TASK DESCRIPTION
Only lines containing the string "Refactored" belong in the answer; copy all of them from the entries.

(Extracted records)
****************************************
PR #7444, opened 2026-01-15
fix: Fix invite buttons

raunakab:
## Description

- `NewTenantModal.tsx`:
  - Moved from `components/modals` to `sections/modals`.
  - Refactored to use the new `Modal` component and `opal` icons.
  - Refactored and fixed buttons to be consistent with new style.
- `input-layouts.tsx`:
  - Created new `ErrorTextLayout` component (reusable error/warning text display).
  - `ErrorTextLayout` is being used inside of the `NewTenantModal` now.
- `Modal.tsx`:
  - Updated docs.
  - Remove bad-practice `titleClassName`. No negative UI effects (since the only usage was applying `text-text-04`, and that's the default text colour anyways).

## Screenshots

image

image

## Additional Options

### DIFF
--- a/backend/onyx/document_index/opensearch/client.py
+++ b/backend/onyx/document_index/opensearch/client.py
@@ -45,6 +45,9 @@ class SearchHit(BaseModel, Generic[SchemaDocumentModel]):
     # relevant for "fuzzy searches"; this will be None for direct queries where
     # score is not relevant like direct retrieval on ID.
     score: float | None = None
+    # Maps schema property name to a list of highlighted snippets with match
+    # terms wrapped in tags (e.g. "something <hi>keyword</hi> other thing").
+    match_highlights: dict[str, list[str]] = {}
 
 
 class OpenSearchClient:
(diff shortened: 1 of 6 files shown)


web/src/refresh-components/Modal.tsx
```diff
@@ -390,9 +371,9 @@ const ModalHeader = React.forwardRef<HTMLDivElement, ModalHeaderProps>(
             )}
           </Section>
           <DialogPrimitive.Title asChild>
-            <Truncated headingH3 as="span" className={titleClassName}>
+            <Text headingH3 as="span">
```
jmelahman:
```suggestion
            <Text headingH3>
```

web/src/layouts/input-layouts.tsx
```diff
@@ -257,37 +257,34 @@ function ErrorLayout({ name }: FieldErrorLayoutProps) {
...
-          >
-            {warning}
-          </Text>
-        </>
-      )}
+  return (
+    <div className="px-1">
+      <Section flexDirection="row" gap={0.25}>
+        <Icon size={12} className={strokeClass} />
+        <Text as="span" secondaryBody className={colorClass} role="alert">
```
jmelahman:
```suggestion
        <Text secondaryBody className={colorClass} role="alert">
```

jmelahman (approved):

web/src/refresh-components/Modal.tsx
raunakab: Straight fire 🔥

web/src/layouts/input-layouts.tsx
raunakab: Absolute bars 🔥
****************************************
WRITTEN RESPONSE
  - Refactored to use the new `Modal` component and `opal` icons.
  - Refactored and fixed buttons to be consistent with new style.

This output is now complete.